Available records Block Start

PR #55, opened 2018-06-29
add relay provider

Alexey-N-Chernyshov:
add relay provider that reads free relays from master notary account and return first one

### DIFF
--- a/src/main/kotlin/registration/EthFreeWalletsProvider.kt
+++ b/src/main/kotlin/registration/EthFreeWalletsProvider.kt
@@ -17,20 +17,31 @@ import java.math.BigInteger
 
 /**
  * Provides with free ethereum relay wallet
+ * @param keypair - iroha keypair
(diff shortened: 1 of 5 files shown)


src/main/kotlin/registration/EthFreeWalletsProvider.kt
```diff
@@ -1,15 +1,74 @@
...
-class EthFreeWalletsProvider {
+class EthFreeWalletsProvider(val keypair: Keypair) {
 
-    // TODO - a.chernyshov - D3-106 -  add effective implementation
-    // Possible solutions:
-    // 1) set listener and update Postgres DB
-    // 2) query Iroha each time
     fun getWallet(): String {
-        return "eth_wallet"
+        val creator = CONFIG[ConfigKeys.irohaCreator]
```
luckychess: May be add test for ```getWallet()```?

Available records Block End

▶ **Exercise objective**
The response must give every line from the material above that holds the string "kotlin".

▶ **Solution for this exercise**
--- a/src/main/kotlin/registration/EthFreeWalletsProvider.kt
+++ b/src/main/kotlin/registration/EthFreeWalletsProvider.kt
src/main/kotlin/registration/EthFreeWalletsProvider.kt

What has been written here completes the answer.